Exercise
The word "tables" marks the lines to keep; find each one in the data and copy it.

Input data
• • • • •
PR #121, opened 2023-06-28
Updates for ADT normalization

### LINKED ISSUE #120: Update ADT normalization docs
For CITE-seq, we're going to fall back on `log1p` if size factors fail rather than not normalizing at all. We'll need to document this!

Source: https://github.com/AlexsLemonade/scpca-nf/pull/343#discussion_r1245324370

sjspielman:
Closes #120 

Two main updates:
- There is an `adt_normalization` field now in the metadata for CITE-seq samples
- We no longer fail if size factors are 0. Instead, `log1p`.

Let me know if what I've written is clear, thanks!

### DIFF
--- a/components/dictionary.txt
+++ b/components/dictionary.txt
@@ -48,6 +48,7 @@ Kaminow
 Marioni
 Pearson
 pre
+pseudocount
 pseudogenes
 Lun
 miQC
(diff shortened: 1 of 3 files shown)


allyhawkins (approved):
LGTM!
• • • • •
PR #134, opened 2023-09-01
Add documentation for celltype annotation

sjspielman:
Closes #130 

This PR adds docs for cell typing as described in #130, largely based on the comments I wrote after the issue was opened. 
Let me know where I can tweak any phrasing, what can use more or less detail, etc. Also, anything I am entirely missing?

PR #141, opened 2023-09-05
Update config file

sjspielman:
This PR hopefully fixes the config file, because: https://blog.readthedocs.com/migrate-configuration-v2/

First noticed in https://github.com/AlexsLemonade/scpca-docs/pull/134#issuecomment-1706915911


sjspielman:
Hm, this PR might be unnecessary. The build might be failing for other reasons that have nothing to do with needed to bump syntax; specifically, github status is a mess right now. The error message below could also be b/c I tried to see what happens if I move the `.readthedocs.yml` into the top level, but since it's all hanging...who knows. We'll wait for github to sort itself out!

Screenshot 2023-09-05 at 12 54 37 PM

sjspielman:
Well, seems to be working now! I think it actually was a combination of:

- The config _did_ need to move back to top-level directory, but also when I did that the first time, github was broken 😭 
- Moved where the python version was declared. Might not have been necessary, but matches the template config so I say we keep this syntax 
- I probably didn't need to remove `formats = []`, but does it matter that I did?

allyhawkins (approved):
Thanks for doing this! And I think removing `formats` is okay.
• • • • •
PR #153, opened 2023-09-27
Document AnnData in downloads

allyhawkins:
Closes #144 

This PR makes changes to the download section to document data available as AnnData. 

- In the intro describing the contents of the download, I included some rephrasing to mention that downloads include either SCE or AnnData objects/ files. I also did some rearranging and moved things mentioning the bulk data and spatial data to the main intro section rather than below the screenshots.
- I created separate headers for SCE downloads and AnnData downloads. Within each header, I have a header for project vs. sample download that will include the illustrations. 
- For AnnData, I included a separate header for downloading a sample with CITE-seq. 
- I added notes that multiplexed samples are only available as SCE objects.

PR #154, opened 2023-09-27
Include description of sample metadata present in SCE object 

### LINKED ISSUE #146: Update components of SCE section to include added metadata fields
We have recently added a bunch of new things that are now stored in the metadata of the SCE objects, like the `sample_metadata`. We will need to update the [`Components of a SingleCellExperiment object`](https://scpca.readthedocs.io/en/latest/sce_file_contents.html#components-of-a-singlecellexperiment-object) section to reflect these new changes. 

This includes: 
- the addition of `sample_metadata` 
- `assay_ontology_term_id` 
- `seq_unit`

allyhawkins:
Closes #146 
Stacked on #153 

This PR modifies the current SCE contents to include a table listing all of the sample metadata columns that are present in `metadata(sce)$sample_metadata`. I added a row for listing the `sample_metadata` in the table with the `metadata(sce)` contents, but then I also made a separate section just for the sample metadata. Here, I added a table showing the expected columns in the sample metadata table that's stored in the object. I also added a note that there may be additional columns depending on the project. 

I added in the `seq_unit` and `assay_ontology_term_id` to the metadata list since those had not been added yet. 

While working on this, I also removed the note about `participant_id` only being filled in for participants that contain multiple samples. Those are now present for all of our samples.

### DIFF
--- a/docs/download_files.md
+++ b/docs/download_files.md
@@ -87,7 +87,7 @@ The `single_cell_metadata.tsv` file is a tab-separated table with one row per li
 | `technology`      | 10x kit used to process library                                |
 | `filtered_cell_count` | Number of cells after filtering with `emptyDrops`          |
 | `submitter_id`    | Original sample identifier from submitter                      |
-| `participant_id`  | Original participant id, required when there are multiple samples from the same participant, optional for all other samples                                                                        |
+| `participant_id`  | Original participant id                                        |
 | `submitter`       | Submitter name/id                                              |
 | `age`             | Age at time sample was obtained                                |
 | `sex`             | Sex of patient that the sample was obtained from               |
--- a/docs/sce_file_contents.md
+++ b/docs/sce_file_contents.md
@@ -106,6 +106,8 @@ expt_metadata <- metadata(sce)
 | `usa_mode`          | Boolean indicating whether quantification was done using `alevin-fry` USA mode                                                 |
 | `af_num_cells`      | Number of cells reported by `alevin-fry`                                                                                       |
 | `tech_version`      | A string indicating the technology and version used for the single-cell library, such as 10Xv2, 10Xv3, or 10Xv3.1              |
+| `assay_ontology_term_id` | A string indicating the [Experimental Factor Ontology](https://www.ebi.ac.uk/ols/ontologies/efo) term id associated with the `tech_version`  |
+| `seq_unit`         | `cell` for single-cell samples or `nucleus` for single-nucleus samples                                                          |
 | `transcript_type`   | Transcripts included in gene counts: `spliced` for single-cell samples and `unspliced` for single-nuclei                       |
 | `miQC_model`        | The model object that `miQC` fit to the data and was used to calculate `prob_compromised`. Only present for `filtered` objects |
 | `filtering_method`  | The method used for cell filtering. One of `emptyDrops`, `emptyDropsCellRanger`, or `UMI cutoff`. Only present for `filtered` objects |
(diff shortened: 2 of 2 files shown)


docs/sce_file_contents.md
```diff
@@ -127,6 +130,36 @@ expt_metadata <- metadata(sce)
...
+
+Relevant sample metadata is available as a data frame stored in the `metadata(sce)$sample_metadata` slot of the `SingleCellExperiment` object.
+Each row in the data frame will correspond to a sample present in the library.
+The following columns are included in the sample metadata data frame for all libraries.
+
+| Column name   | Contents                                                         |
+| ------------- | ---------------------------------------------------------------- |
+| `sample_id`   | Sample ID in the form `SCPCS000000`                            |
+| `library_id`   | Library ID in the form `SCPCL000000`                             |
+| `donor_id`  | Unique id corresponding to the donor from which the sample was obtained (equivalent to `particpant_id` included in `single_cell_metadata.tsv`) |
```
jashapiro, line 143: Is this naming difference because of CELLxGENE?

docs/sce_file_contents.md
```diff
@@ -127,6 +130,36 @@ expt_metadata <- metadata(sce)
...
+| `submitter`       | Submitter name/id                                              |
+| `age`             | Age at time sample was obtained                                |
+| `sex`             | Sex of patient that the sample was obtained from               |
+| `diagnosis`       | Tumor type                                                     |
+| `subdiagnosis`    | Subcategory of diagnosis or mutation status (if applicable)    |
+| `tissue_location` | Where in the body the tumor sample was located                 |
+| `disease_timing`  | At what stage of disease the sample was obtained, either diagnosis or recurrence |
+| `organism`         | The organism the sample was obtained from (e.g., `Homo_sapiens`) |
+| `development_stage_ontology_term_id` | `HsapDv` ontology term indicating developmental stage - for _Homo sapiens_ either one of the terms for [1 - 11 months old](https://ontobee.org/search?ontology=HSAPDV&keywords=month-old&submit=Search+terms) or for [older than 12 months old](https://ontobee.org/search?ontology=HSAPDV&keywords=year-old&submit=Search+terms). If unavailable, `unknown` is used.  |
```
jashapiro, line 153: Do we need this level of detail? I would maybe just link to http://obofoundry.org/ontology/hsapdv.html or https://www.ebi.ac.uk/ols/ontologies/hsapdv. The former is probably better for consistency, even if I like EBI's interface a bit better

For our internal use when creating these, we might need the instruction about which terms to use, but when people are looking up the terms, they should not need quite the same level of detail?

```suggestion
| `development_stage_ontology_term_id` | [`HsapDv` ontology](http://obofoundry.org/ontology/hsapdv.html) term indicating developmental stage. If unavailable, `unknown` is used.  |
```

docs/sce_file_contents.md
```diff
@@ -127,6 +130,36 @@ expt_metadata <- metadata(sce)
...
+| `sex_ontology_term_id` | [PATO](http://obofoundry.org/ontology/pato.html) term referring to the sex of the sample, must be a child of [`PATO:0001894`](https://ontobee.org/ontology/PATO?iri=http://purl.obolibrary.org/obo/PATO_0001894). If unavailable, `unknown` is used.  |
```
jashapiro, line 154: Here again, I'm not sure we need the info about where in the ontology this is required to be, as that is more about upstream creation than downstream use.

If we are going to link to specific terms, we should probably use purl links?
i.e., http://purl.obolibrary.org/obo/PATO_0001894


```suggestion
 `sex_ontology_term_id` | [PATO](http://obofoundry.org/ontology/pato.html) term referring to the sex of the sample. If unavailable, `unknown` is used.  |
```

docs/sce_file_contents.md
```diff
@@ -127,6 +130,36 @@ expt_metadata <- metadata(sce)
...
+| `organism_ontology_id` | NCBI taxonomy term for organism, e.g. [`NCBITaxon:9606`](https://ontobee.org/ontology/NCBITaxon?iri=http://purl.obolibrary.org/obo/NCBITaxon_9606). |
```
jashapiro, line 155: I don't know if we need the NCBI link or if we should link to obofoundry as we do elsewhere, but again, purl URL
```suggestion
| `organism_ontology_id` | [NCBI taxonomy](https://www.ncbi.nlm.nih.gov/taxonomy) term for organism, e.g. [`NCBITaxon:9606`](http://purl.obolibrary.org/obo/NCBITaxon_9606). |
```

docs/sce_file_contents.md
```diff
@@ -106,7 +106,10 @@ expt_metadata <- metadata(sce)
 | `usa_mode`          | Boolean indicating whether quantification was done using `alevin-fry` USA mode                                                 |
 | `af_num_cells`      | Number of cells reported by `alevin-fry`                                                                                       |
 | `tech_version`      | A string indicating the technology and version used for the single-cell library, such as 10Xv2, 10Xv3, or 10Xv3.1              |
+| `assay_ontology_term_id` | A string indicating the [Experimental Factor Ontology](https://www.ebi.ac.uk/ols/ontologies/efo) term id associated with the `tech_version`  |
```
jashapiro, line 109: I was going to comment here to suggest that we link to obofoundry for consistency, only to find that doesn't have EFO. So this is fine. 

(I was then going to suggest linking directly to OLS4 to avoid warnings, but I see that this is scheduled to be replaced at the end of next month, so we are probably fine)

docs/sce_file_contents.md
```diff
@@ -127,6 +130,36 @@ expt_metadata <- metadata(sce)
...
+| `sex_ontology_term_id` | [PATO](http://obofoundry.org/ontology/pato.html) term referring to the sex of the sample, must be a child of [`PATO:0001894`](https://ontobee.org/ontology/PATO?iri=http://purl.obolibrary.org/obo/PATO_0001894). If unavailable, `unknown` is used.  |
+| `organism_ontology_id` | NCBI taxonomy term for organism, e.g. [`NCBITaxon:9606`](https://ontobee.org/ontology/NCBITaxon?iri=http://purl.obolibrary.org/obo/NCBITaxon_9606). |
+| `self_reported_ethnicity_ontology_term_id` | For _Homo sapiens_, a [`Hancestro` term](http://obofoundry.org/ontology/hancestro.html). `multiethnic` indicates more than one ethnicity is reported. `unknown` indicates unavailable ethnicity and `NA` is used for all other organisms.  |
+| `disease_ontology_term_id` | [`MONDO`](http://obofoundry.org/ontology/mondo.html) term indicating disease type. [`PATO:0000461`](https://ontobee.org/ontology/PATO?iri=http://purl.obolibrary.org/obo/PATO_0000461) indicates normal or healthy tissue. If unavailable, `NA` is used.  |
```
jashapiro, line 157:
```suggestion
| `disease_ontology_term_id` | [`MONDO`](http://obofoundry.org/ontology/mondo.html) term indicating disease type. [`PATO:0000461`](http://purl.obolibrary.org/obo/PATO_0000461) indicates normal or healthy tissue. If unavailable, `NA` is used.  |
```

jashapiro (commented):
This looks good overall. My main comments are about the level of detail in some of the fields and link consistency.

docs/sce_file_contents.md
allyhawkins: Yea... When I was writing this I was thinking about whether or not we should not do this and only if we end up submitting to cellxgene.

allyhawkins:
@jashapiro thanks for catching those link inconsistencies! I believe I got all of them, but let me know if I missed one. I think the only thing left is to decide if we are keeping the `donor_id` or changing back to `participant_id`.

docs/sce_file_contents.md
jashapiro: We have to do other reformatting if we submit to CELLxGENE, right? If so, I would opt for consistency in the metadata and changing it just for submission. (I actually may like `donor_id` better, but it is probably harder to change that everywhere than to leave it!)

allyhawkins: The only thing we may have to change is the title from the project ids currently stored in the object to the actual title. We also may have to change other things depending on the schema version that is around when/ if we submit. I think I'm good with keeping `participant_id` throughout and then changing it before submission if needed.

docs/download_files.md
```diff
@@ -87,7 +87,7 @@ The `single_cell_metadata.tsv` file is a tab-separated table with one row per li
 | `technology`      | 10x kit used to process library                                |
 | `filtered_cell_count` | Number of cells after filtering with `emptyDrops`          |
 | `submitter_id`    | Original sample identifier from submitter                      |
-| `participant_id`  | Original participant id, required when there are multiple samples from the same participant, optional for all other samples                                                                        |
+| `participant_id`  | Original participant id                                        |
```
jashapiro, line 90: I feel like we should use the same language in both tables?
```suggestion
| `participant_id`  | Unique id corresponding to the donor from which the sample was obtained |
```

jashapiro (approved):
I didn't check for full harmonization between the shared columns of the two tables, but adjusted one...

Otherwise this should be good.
• • • • •
Reply
jashapiro, line 90: I feel like we should use the same language in both tables?
I didn't check for full harmonization between the shared columns of the two tables, but adjusted one...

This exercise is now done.